Part 1: L(G) is contained in L

We need to prove that, for every x in L(G), #_a(x) = #_b(x). We are going to prove this property by structural induction.

base case: x = lambda. We have: #_a(lambda) = 0 = #_b(lambda)
inductive step, case 1: x = a y b z where y is in L(G₁) and z is in L(G). We have:
#_a(x) = #_a(a y b z) = 1 + #_a(y) + #_a(z)
#_b(x) = #_b(a y b z) = #_b(y) + 1 + #_b(z).
By Lemma 1 #_a(y) = #_b(y) and by inductive hipothesis #_a(z) = #_b(z), hence #_a(x) = #_b(x).
inductive step, case 2: x = b y a z where y is in L(G₂) and z is in L(G).
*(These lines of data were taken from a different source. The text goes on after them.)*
PR #22521, opened 2026-07-31
docs: add governed action boundary agent example

jw-ond:
## Summary
- add a small agent example for gating sensitive tool actions with an external checkpoint
- show stable action object construction, canonical hashing, and allow/pause/block handling before a side effect
- link the example from the docs examples index

## Validation
- `python3 -m json.tool docs/examples/agent/governed_action_boundary.ipynb >/tmp/governed_action_boundary.validated.json`
- compiled non-LLM notebook code cells with `python3`
- confirmed OSuite is mentioned only once

### DIFF
--- a/docs/examples/agent/governed_action_boundary.ipynb
+++ b/docs/examples/agent/governed_action_boundary.ipynb
@@ -1,0 +1,258 @@
+{
+ "cells": [
+  {
+   "cell_type": "markdown",
+   "metadata": {},
+   "source": [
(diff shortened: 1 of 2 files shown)


logan-markewich:
Cool! But this doesn't need to be in the docs

jw-ond:
Thanks Logan, understood. We’ll keep this as an external LlamaIndex example on the OSuite side instead.\n\nIf there is a preferred community/cookbook location for third-party governance examples, happy to adapt it there. Otherwise no worries — thanks for taking a look.

PR #22522, opened 2026-07-31
fix(falkordb): correct schema, vector ranking, filters and batching in property graph store

gkorland:
## Summary

The FalkorDB property graph store had a number of defects that made
`TextToCypherRetriever` and `VectorContextRetriever` unusable, silently returned
incorrect data, and left the store open to Cypher injection. This PR fixes them,
adds index-backed batched writes, and replaces the test module with a suite that
runs against a live FalkorDB.

Every issue below was reproduced against a real `falkordb/falkordb:latest`
container before fixing, and each has a regression test that was verified to fail
when the fix is reverted.

## Changes

**Correctness**

- `refresh_schema()` returned raw sampled values where `get_schema_str()` expects
  `{"property", "type"}` dicts, so **every text-to-Cypher query raised**
  `TypeError`. It now infers type names, and excludes `embedding` so a vector is
  never rendered into the LLM prompt.
- `refresh_schema()` also enumerates labels and relationship types exhaustively
  (`CALL db.labels()` / `db.relationshipTypes()`) and only samples property
  *values*. Previously a `LIMIT` was applied before `UNWIND labels(n)`, so any
  label outside the first 1000 scanned nodes vanished from the schema while
  still being advertised in the relationship section.
- `vector_query()` returned a cosine **distance** ordered `ASC`. Because
  `VectorContextRetriever` sorts descending and filters `score >= similarity_score`,
  ranking was inverted and thresholds were meaningless. It now returns
  `1 - distance` ordered `DESC`.
- `get()` and `get_triplets()` concatenated their `WHERE` conditions **without
  `AND`**, so any call combining two filters (e.g. `ids` + `properties`) was a
  syntax error.
- `get_triplets()` swapped the source/target property bags when a triplet was
  reached by traversing an **incoming** edge, so `node.properties["id"]`
  identified the wrong entity. Relationship properties were also dropped.
- `upsert_relations()` merged endpoints on an unlabelled pattern and stamped
  missing ones as `Chunk`. A later `upsert_nodes()` merges on `__Entity__`, so it
  could not match that stub and inserted a **second node with the same `id`**,
  leaving the relationship attached to the orphan. Endpoints are now created with
  the label `upsert_nodes` uses; endpoints that already exist as chunks keep theirs.
- `FalkorDBGraphStore.check_edges()` tested the row count of a `RETURN count(*)`,
  which is always exactly 1, so it never reported "no remaining edges".
  `switch_graph()` also left `self._database` stale and did not index the new graph.

**Security**

- Labels, relationship types and property keys are backtick-quoted through a new
  `escape_identifier()` before interpolation (FalkorDB has no APOC, so these
  cannot be parameterized). Since labels are typically LLM-generated, a label such
  as ``` `) MATCH (x) DETACH DELETE (x) // ``` previously executed.
- Vector-filter values are now bound as parameters instead of interpolated.

**Performance**

- Every read is scoped to `__Entity__` / `Chunk` so FalkorDB's **label-scoped**
  range indexes apply. `PropertyGraphIndex._insert_nodes` deduplicates each batch
  with two `get()` calls and then refreshes the schema, so all three ran once per
  ingestion batch — and all three previously traversed the **entire graph**,
  making ingestion cost grow with the size of the graph rather than the batch.
  `get()` now matches once per store label and merges the results; `delete()` is
  scoped the same way; `get_llama_nodes()` inherits the fix.
- `refresh_schema()` derived relationship endpoint labels with
  `MATCH (n)-[r]->(m)`, traversing every relationship in the graph on every
  batch. It now enumerates relationship types and samples up to 1000
  relationships per type, matching how node properties were already sampled.
- Writes are batched with `UNWIND` (1000 rows/statement) grouped by label, instead
  of one round trip per node/relation.
- Range indexes on `__Entity__.id` and `Chunk.id` are created on init, and the
  relation `MERGE` is label-scoped so those indexes are actually usable — an
  unlabelled `MERGE` forced an `All Node Scan` per row.

**Other**

- `**falkordb_kwargs` (auth/TLS) and a `timeout` are forwarded to the client.
- `close()`, context-manager and `__del__` support on both stores.
- `Node`/`Edge`/`Path` results are converted to plain dicts, so `value_sanitize`
  can actually strip embeddings and results no longer render as
  `<falkordb.node.Node object at 0x...>` in a text-to-Cypher prompt.
- Vector index on `__Entity__.embedding` created lazily at the first embedding's
  dimension; a dimension mismatch warns and falls back to an exact scan.
- README rewritten to document configuration, indexing and schema behaviour.

## Testing

`tests/` was rewritten as pytest and runs against a real FalkorDB. Set
`FALKORDB_TEST_URL` to reuse an instance, otherwise a container is started
automatically on a free port; if neither Docker nor a server is available the
tests skip rather than fail. Each test gets its own uuid-named graph.

```
$ FALKORDB_TEST_URL=redis://localhost:6399 pytest tests -q
67 passed
$ pytest tests -q          # auto-starts a container
67 passed
$ ruff check llama_index tests && ruff format --check llama_index tests
All checks passed!
```

There is one regression test per fixed defect, and I confirmed each fails when its
fix is reverted (rather than passing vacuously) — including the Cypher-injection,
duplicate-node, swapped-properties, rare-label and index-usage tests.

## Memory / Performance Impact

**Ingestion no longer scans the whole graph.** Measured on a 220k node / 100k
relationship graph, per `PropertyGraphIndex` ingestion batch:

| Per-batch operation | Before | After | Speedup |
| --- | --- | --- | --- |
| `get()` x2 (dedup) | 99.6 ms | 3.2 ms | 31x |
| `refresh_schema()` | 809.2 ms | 13.3 ms | 61x |
| **total per batch** | **908.8 ms** | **16.6 ms** | **55x** |

The before-numbers grow linearly with graph size (`get()` alone went 3.5 ms ->
40 ms as the graph grew 10k -> 200k nodes), so ingesting N batches was quadratic;
the after-numbers are bounded by the batch and the sample size. Results are
byte-identical before and after.

**Writes.** Measured against `falkordb/falkordb:latest`, 500 entities + 500 relations:

| Operation | Before | After | Speedup |
| --- | --- | --- | --- |
| `upsert_nodes` | 550 ms | 28 ms | 19.7x |
| `upsert_relations` | 325 ms | 16 ms | 19.9x |
| **ingest total** | **875 ms** | **44 ms** | **19.7x** |

Memory impact is limited to the new indexes (range indexes on two `id` properties,
plus the vector index that vector search already required) and a bounded 1000-row
batch buffer per write statement.

Trade-off: relationship endpoint labels are now sampled rather than exhaustive, so
a `(:Start)-[:REL]->(:End)` combination occurring in fewer than 1 in 1000
relationships of its type may be missed from the schema. This is the same
trade-off already accepted for node property types, and is documented in the README.

## Related Issues

None filed — found while reviewing the integration.

## Follow-ups (deliberately not in this PR)

- Real async via `falkordb.asyncio`; the `a*` methods still delegate to the sync
  implementations, which is correct but not concurrent.
- `ro_query` for read-only replica routing.
- Full-text index to support hybrid retrieval.

### DIFF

We have:
#_a(x) = #_a(b y a z) = #_a(y) + 1 + #_a(z)
#_b(x) = #_b(b y a z) = 1 + #_b(y) + #_b(z).
By Lemma 3 #_a(y) = #_b(y) and by inductive hipothesis #_a(z) = #_b(z), hence #_a(x) = #_b(x).

Part 2: L is contained in L(G)

We are going to prove this part by strong mathematical induction on the length of the strings. Let x be a string in L₁.
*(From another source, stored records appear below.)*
PR #22535, opened 2026-08-01
feat(tools-mcp): support MCP Python SDK 2.x alongside 1.x

lets-order-some-fries:
## Description

`llama-index-tools-mcp` was pinned to `mcp<2` and fails to import under the MCP Python SDK 2.0 (released 2026-07-28). This PR adds support for the 2.x line **without dropping 1.x**, widening the pin to `mcp>=1.24.0,<3`.

Rather than a hard bump, all version-specific differences are isolated in a new internal `llama_index/tools/mcp/_compat.py`, so the rest of the package is single-sourced across both SDK majors. mcp 2.0's raised floors (pydantic ≥ 2.12, anyio ≥ 4.9) make dropping 1.x costly for downstream users, so dual support is the safer default; if a hard `>=2,<3` bump is preferred, the compat layer collapses to a couple of imports — happy to switch.

### Breaking changes bridged

| Concern | mcp 1.x | mcp 2.0 |
|---|---|---|
| `ProgressFnT` | `mcp.shared.session` | `mcp.client.session` |
| HTTP stack | `httpx` | `httpx2` |
| High-level server | `mcp.server.fastmcp.FastMCP` | `mcp.server.mcpserver.MCPServer` |
| `ClientSession(read_timeout_seconds=…)` | `timedelta` | `float` seconds |
| `streamable_http_client` yield | 3-tuple | 2-tuple |
| `Context.log(level, …)` 2nd arg | `message=` | `data=` (now passed positionally) |
| `Tool.inputSchema` | camelCase | `input_schema` |
| `*.mimeType` | camelCase | `mime_type` |
| `ListResourceTemplatesResult.resourceTemplates` | camelCase | `resource_templates` |

The last row also fixes a **silent regression**: under 2.0 the old `hasattr(resp, "resourceTemplates")` guard evaluated to `False`, so `McpToolSpec.fetch_resources()` quietly dropped all template resources (undoing #19307) rather than failing. `_compat.compat_getattr` reads whichever name exists.

## How Has This Been Tested?

- Ran the full package test suite under **mcp 1.29.0** and **mcp 2.0.0** in isolated venvs: **51 passed** on each. (`tests/server.py`, the FastMCP-based fixture, was ported to the compat server class so it runs on both.)
- Confirmed `import llama_index.tools.mcp` succeeds on 2.0 (previously failed at `client.py` import time).
- `ruff check` / `ruff format --check` clean on all changed package files.

## Type of Change

## Version Bump?

- [x] Yes — `0.4.8` → `0.5.0`, CHANGELOG updated.

## Note for reviewers

Under mcp 2.0, `MCPServer` no longer accepts `host`/`port` in its constructor (they moved to `run_*_async`), so `workflow_as_mcp(**init_kwargs)` callers should pass those to `app.run(...)` instead. Documented in the `workflow_as_mcp` docstring.

---

### DIFF
--- a/llama-index-integrations/tools/llama-index-tools-mcp/CHANGELOG.md
+++ b/llama-index-integrations/tools/llama-index-tools-mcp/CHANGELOG.md
@@ -1,5 +1,16 @@
 # CHANGELOG
 
+## [0.5.0] - 2026-08-01
+
+- Support the MCP Python SDK 2.x line alongside 1.x (widened the pin to `mcp>=1.24.0,<3`).
+- Added an internal `_compat` layer isolating the 1.x/2.x differences: relocated
+  `ProgressFnT`, the `httpx` -> `httpx2` HTTP stack, the `FastMCP` -> `MCPServer`
+  high-level server, `read_timeout_seconds` (timedelta vs float), the
+  `streamable_http_client` 3- vs 2-tuple yield, `Context.log`'s renamed argument,
+  and the camelCase -> snake_case protocol-model field renames.
+- Fixed a silent regression where resource templates were dropped under mcp 2.x
+  (`resourceTemplates` -> `resource_templates`).
+
 ## [0.4.0] - 2025-08-06
 
 - Reworked function `create_model_from_json_schema` in `llama_index.tools.mcp.base`.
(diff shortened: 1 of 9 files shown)


logan-markewich:
I'll be honest, I think I prefer https://github.com/run-llama/llama_index/pull/22557 -- no need to support both at the same time imo

lets-order-some-fries:
Fair — no need for dual support if you're standardizing on 2.x. I checked #22557 and it covers the same changes (including the `resource_templates` field rename and the `Context.log` arg change), so I'll close this in favor of it.

Issue #22510, opened 2026-07-30
[Feature Request]: tools-mcp: make the JSON Schema to Pydantic conversion usable without an MCP client


schelv:
### Feature Description

Affects `llama-index-tools-mcp` 0.4.8 (`llama-index-integrations/tools/llama-index-tools-mcp`).

`McpToolSpec` covers two independent responsibilities: talking to an MCP server (`client`, `fetch_tools`, `fetch_resources`, `to_tool_list_async`) and converting a tool's JSON Schema into a Pydantic model (`create_model_from_json_schema`, `remove_model_fields`, and the three mixins in `tool_spec_mixins.py`).

The conversion depends only on `self.properties_cache`. It never reads `self.client` or any other constructor argument, so it is already client-free — it just isn't reachable that way, because `__init__` requires a `ClientSession`.

Could the conversion be extracted into its own class that `McpToolSpec` holds and delegates to?

```python
class JsonSchemaToPydantic(TypeResolutionMixin, TypeCreationMixin, FieldExtractionMixin):
    """Converts the JSON Schema of an MCP tool into a Pydantic model."""

    def __init__(self) -> None:
        self.properties_cache: dict[str, type[BaseModel]] = {}

    def create_model_from_json_schema(
        self, schema: dict[str, Any], model_name: str = "DynamicModel"
    ) -> type[BaseModel]: ...

    def remove_model_fields(
        self, model: type[BaseModel], fields_to_remove: set[str], model_name: str
    ) -> type[BaseModel]: ...
```

`McpToolSpec.create_model_from_json_schema` and `remove_model_fields` would remain as thin delegations, leaving existing callers and `to_tool_list_async` untouched. Naming and placement are yours to decide; all we need is a supported way to convert a tool's `inputSchema` without a client.

### Reason

The conversion is only reachable through `McpToolSpec`, whose constructor requires a `ClientSession`. Anyone who already holds `mcp.types.Tool` definitions and wants only the schema conversion has to construct a spec that is then never used:

```python
# The client is required by the constructor but unused by the conversion.
fn_schema = McpToolSpec(client).create_model_from_json_schema(
    tool_definition.inputSchema, model_name=f"{tool_definition.name}_Schema"
)
```

The alternative, copying the converter and its mixins into user code, means missing upstream fixes and risking output that diverges from `to_tool_list_async`.

### Value of Feature

[...]

PR #22536, opened 2026-08-01
feat(tools-mcp): expose JSON Schema → Pydantic conversion without a client

lets-order-some-fries:
## Description

`McpToolSpec` mixes two concerns: talking to an MCP server, and converting a tool's JSON Schema into a Pydantic model (`create_model_from_json_schema`, `remove_model_fields`, and the three mixins in `tool_spec_mixins.py`). The conversion depends only on `self.properties_cache` and never reads `self.client`, but it's only reachable by constructing an `McpToolSpec`, whose `__init__` requires a `ClientSession`. Anyone who already holds `mcp.types.Tool` definitions and wants only the conversion has to build a spec that's then never used — or copy the converter into their own code and drift from upstream.

This PR extracts the conversion into a standalone public `JsonSchemaToPydantic` class (exported from `llama_index.tools.mcp`), exactly as sketched in the issue:

```python
from llama_index.tools.mcp import JsonSchemaToPydantic

fn_schema = converter.create_model_from_json_schema(
)
```

`McpToolSpec` now holds a `JsonSchemaToPydantic` instance and delegates `create_model_from_json_schema` / `remove_model_fields` to it (with `properties_cache` exposed as a property for backwards compatibility). Existing callers and `to_tool_list_async` are untouched and produce identical models. Server communication and schema conversion now each have a single responsibility, and the converter is testable and fixable on its own — no client, no mocking.

## How Has This Been Tested?

- New `tests/test_schema_converter.py` builds models with **no client at all**, covering `$ref`/nested models, `anyOf`, `enum`, arrays, `remove_model_fields`, and asserting `McpToolSpec`'s output matches the standalone converter's.
- The existing internal-helper tests (`_resolve_*`, `_is_simple_object`, `_create_dict_type`) were repointed to `JsonSchemaToPydantic`, which is their new home.
- Full package suite: **57 passed** (mcp 1.29.0). `ruff check` / `ruff format --check` clean.

## Type of Change

## Version Bump?

- [x] Yes — `0.4.8` → `0.5.0`, CHANGELOG updated.

---

### DIFF
--- a/llama-index-integrations/tools/llama-index-tools-mcp/CHANGELOG.md
+++ b/llama-index-integrations/tools/llama-index-tools-mcp/CHANGELOG.md
@@ -1,5 +1,12 @@
 # CHANGELOG
 
+## [0.5.0] - 2026-08-01
+
+- Extracted the JSON Schema → Pydantic conversion into a standalone public
+  `JsonSchemaToPydantic` class (exported from `llama_index.tools.mcp`) that works
+  without an MCP client. `McpToolSpec` now delegates to it, so existing callers and
+  `to_tool_list_async` are unchanged and produce identical models.
+
 ## [0.4.0] - 2025-08-06
 
 - Reworked function `create_model_from_json_schema` in `llama_index.tools.mcp.base`.
--- a/llama-index-integrations/tools/llama-index-tools-mcp/llama_index/tools/mcp/__init__.py
+++ b/llama-index-integrations/tools/llama-index-tools-mcp/llama_index/tools/mcp/__init__.py
@@ -1,5 +1,6 @@
 from llama_index.tools.mcp.base import McpToolSpec
 from llama_index.tools.mcp.client import BasicMCPClient
+from llama_index.tools.mcp.tool_spec_mixins import JsonSchemaToPydantic
 from llama_index.tools.mcp.utils import (
     workflow_as_mcp,
     get_tools_from_mcp_url,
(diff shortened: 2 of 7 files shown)


logan-markewich:
I don't think this really belongs in the MCP package, its more of a llama-index-core type of feature no? In fact, I'm surprised core doesn't already have this type of util

lets-order-some-fries:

if |x| = 0, then x = lambda and therefore x can be generated by using the production S -> lambda.
if |x| > 0, and x starts with "a": Since #_a(x) = #_b(x), x must contain a matching "b" somewhere. Let us consider the shortest y such that x = a y b z for some z and #_a(y) = #_b(y). By a case analysis similar to the one in the proof of Lemma 1, we can show that y is in L₁ and that z is in L. (for proving that for all y₁, y₂ s.t. y = y₁b y₂, #_a(y₁) >= 1 + #_b(y₁) holds, we must use the fact that y is the shortest string satisfying the properties x = a y b z and #_a(y) = #_b(y)).
By Lemma 1 we have that y is in L(G₁), namely T ->^* y.
By inductive hypothesis we have that z is in L(G), namely S ->^* z.
Hence we can obtain a derivation
S -> a T b S ->^* a y b S ->^* a y b z
which shows that the string a y b z, namely x, is in L(G).
if |x| > 0, and x starts with "b": the proof is analogous to previous case.
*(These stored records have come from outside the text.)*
PR #22547, opened 2026-08-02
fix(vertex): surface usage_metadata token counts in Vertex Gemini chat responses

Aftabbs:
## Summary

Vertex Gemini responses carry a `usage_metadata` object with `prompt_token_count`, `candidates_token_count`, `total_token_count`, and `cached_content_token_count`, but `chat()` and `achat()` in `llama-index-llms-vertex` only put `tool_calls` in `additional_kwargs`, silently dropping all token-count information. The Google GenAI integration already extracts these same fields; this PR brings parity to the Vertex integration.

## Root Cause / Motivation

In `base.py`, the `chat()` return statement hard-codes `additional_kwargs={"tool_calls": tool_calls}` after extracting the generation response. The `usage_metadata` attribute on the `GenerateContentResponse` object is never read. Users and frameworks (e.g. MLflow Tracing, LangSmith) that inspect `additional_kwargs` for token cost estimation receive no data for Vertex Gemini calls, even when the model returns full usage statistics.

The Google GenAI integration (`llama-index-llms-google-genai/utils.py`) already reads these fields as `prompt_tokens`, `completion_tokens`, and `total_tokens`. This PR adopts the same field names so downstream consumers see a consistent interface.

## Design Decisions

- **Helper method `_extract_usage_metadata(response)`**: isolates the extraction logic so it can be tested independently and called from both `chat()` and `achat()` without duplication.
- **Guard on `self._is_gemini`**: legacy text/chat-bison models do not have `usage_metadata`; returning `{}` for them is safe and keeps the dict merge in callers simple.
- **`getattr` defensively**: each sub-field read uses `getattr(..., None)` so partial responses (where only some fields are present) are handled without `AttributeError`.
- **Cache tokens only when non-zero**: `cached_content_token_count` is included only when the value is truthy, matching the convention used in the Google GenAI integration (PR #22516).

## Changes

| File | What changed |
|------|-------------|
| `llama-index-integrations/llms/llama-index-llms-vertex/llama_index/llms/vertex/base.py` | Add `_extract_usage_metadata()` helper; update `chat()` and `achat()` to merge usage into `additional_kwargs` |
| `llama-index-integrations/llms/llama-index-llms-vertex/tests/test_llms_vertex.py` | 5 new unit tests covering the helper and end-to-end `chat()` paths |

## Testing

- [x] Existing tests pass (`test_vertex_metadata_function_calling`, `test_vertex_metadata_non_function_calling`)
- [x] New tests:
  - `test_extract_usage_metadata_with_tokens` — verifies prompt/completion/total populated
  - `test_extract_usage_metadata_with_cache_hits` — verifies `cached_content_token_count` included when non-zero
  - `test_extract_usage_metadata_non_gemini_model` — verifies empty dict for chat-bison
  - `test_chat_includes_usage_in_additional_kwargs` — end-to-end `chat()` with mocked client
  - `test_chat_includes_cache_tokens_in_additional_kwargs` — end-to-end `chat()` with context cache hit

## Impact

Users of `llama-index-llms-vertex` with Gemini models now get token counts in `ChatResponse.message.additional_kwargs`, enabling accurate cost tracking, prompt-cache hit monitoring, and compatibility with tracing frameworks that rely on these fields.

### DIFF
--- a/llama-index-integrations/llms/llama-index-llms-vertex/llama_index/llms/vertex/base.py
+++ b/llama-index-integrations/llms/llama-index-llms-vertex/llama_index/llms/vertex/base.py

Proof of Proposition 2 (G is not ambiguous)

We are going to prove this proposition by structural induction. Let x be a string in L(G).

base case: x = lambda. In this case, there can be only one derivation tree for x: the one obtained by applying the production S -> lambda.
inductive step: x = a y b z, with y in L(G₁) and z in L(G). Observe that y and z are uniquely defined by these properties. Namely, if x = a v b w, with v in L(G₁) and w in L(G), then y = v and z = w.
In fact, assume by contradition that y and v are different, and consider the case that y is a prefix of v. But then we must have v = y b v' for some v'. By definition of L₁, #_a(y) >= 1 + #_b(y) holds, which implies that y is not in L₁. Contradiction.
The case in which v is a prefix of y is analogous.
Since y and v are equal, also z and w must be equal.
Now, by inductive hypothesis, y and z must have each a unique derivation tree, with roots T and S respectively. Let us call these trees ty and tz respectively. We have that x admits only one derivation tree, which is the following one:
```
           S
        // | \
      a T  b  S
        |     |
        ty    tz
    
```
inductive step: x = b y a z, with y in L(G₂) and z in L(G). The proof is analogous to previous case.